What is known Retinoblastoma is the most common intraocular cancer in childhood and diagnostic delay is the main factor leading to a poor prognosis. The application of machine learning techniques proposes reliable methods for screening and diagnosis of retinal diseases. What is new The meta-analysis of the diagnostic accuracy of artificial intelligence methods for diagnosing retinoblastoma based on fundus images showed a sensitivity of 98.2% (95% CI: 0.947-0.994) and a specificity of 98.5% (95% CI: 0.916-0.998). There was no statistically significant difference in the diagnostic accuracy of high and low computational power models. The overall performance of supervised machine learning was best than unsupervised, although few studies were available on the second type.
通过眼底图像分析检测视网膜母细胞瘤(RB)的人工智能(AI)算法已被提出,作为一种潜在有效的技术,以促进诊断和筛查项目。然而,对于该技术的准确性、适用于这种情况的最佳AI类型及其日常使用的可行性仍存在疑问。因此,我们进行了一项系统评价和荟萃分析来评估这个问题。
按照PRISMA 2020指南,对MEDLINE、Embase、ClinicalTrials.gov和IEEEX数据库进行全面检索,共识别出494项研究,对其标题和摘要进行筛选以确定是否符合纳入标准。我们纳入了评估基于眼底成像的AI识别视网膜母细胞瘤准确性的诊断研究。使用随机效应模型进行单变量和双变量分析。该研究方案已在PROSPERO中注册,注册号为CRD42024499221。

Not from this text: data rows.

PR #2844, opened 2025-08-22
gui.dndwidgets: fix pyqt DropEvent minor version change

SimonRenblad:
Despite what the docs say it seems that `QDropEvent.position()` may return `QPoint` instead of `QPointF`, leading to an error when `toPoint()` is used. To get around this, use `x()` and `y()` which is present in both and cast to `int`. 

I have been unable to reproduce the original issue, even with `PyQt6.8.0`.


SimonRenblad:
> Yes that's it - the issue is reproduced on Linux if you select X11 session in gdm.

Good catch, I hadn't considered that.

PR #2846, opened 2025-08-26
Coremgmt: use config log_level

dly04:
(Based on PR #2841 log set_level: modify buffer log level only)
Try to use `artiq_coremgmt config` command and `log_level `/ `uart_log_level` keys to configure filter levels, both at runtime and store in flash.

纳入了6项研究,共9902张眼底图像,其中5944张(60%)已确诊为RB。只有一个数据集使用了基于半监督机器学习(ML)的方法,所有其他研究都使用了监督ML,其中三项使用了需要高计算能力的架构,两项使用了更经济的模型。对所有模型的汇总分析显示,敏感性为98.2%(95%CI:0.947 - 0.994),特异性为98.5%(95%CI:0.916 - 0.998),AUC为0.986(95%CI:0.970 - 0.989)。比较高计算能力和低计算能力模型的亚组分析显示无显著差异(p = 0.824)。

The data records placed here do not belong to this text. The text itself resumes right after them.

PR #1782, opened 2021-11-17
Extend SUServo to variable number of Urukul cards

pmldrmota:
# ARTIQ Pull Request

## Description of Changes

- Extend IIR filter to any number of ADC input channels and DDS output channels with minimal ressource usage. (The number of channels was previously restricted to a power of 2, and to be the same for inputs and outputs.)
- EEM support for one Sampler and a variable number of Urukuls.
- More efficient mapping of RTIO addresses used by SUServo.

### Related Issue
Closes #1339

## Type of Changes

|   | Type |
| ------------- | ------------- |
| ✓  | :sparkles: New feature |

### All Pull Requests

- [x] Use correct spelling and grammar.
- [x] Update [RELEASE_NOTES.rst](../RELEASE_NOTES.rst) if there are noteworthy changes, especially if there are changes to existing APIs.
- [ ] Close/update issues.
- [x] Check the copyright situation of your changes and sign off your patches (`git commit --signoff`, see [copyright](../CONTRIBUTING.rst#copyright-and-sign-off)).

### Code Changes

- [x] Run `flake8` to check code style (follow PEP-8 style). `flake8` has issues with parsing Migen/gateware code, ignore as necessary.
- [ ] Test your changes or have someone test them. Mention what was tested and how.
- [x] Add and check docstrings and comments
- [x] Check, test, and update the [unittests in /artiq/test/](../artiq/test/) or [gateware simulations in /artiq/gateware/test](../artiq/gateware/test)

### Documentation Changes

- [ ] Check, test, and update the documentation in [doc/](../doc/). Build documentation (`cd doc/manual/; make html`) to ensure no errors.

### Git Logistics

- [x] Split your contribution into logically separate changes (`git rebase --interactive`). Merge/squash/fixup commits that just fix or amend previous commits. Remove unintended changes & cleanup. See [tutorial](https://www.atlassian.com/git/tutorials/rewriting-history/git-rebase).
- [x] Write short & meaningful commit messages. Review each commit for messages (`git show`).

### Licensing

See [copyright & licensing for more info](https://github.com/m-labs/artiq/blob/master/CONTRIBUTING.rst#copyright-and-sign-off).
ARTIQ files that do not contain a license header are copyrighted by M-Labs Limited and are licensed under LGPLv3+.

AI方法在基于眼底图像诊断RB方面显示出高精度,比较高计算能力和低计算能力模型时无显著差异,表明其具有使用的可行性。不同收入国家需要进行验证和成本效益研究。还应分析亚人群,因为AI可能作为RB高危人群的初始筛查工具很有用,可作为通向全球稀缺的儿科眼科医生或眼科肿瘤学家的桥梁。
已知信息 视网膜母细胞瘤是儿童最常见的眼内癌,诊断延迟是导致预后不良的主要因素。机器学习技术的应用为视网膜疾病的筛查和诊断提供了可靠方法。新发现 基于眼底图像诊断视网膜母细胞瘤的人工智能方法的诊断准确性荟萃分析显示,敏感性为98.2%(95%CI:0.947 - 0.994),特异性为98.5%(95%CI:0.916 - 0.998)。高计算能力和低计算能力模型的诊断准确性无统计学显著差异。监督机器学习的总体性能优于无监督学习,尽管关于后者的研究较少。